WHAT YOU HAVE TO DO: Out of the listing below, copy every line that carries the string "texture".

INFORMATION SUPPLIED:

PR #12123, opened 2026-07-13
fix: account for frame origin and rotation in graphics texture fills

### LINKED ISSUE #12111: Canvas renderer texture fill spritesheet shifts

ANSWER TO THIS PROBLEM:
fix: account for frame origin and rotation in graphics texture fills
### LINKED ISSUE #12111: Canvas renderer texture fill spritesheet shifts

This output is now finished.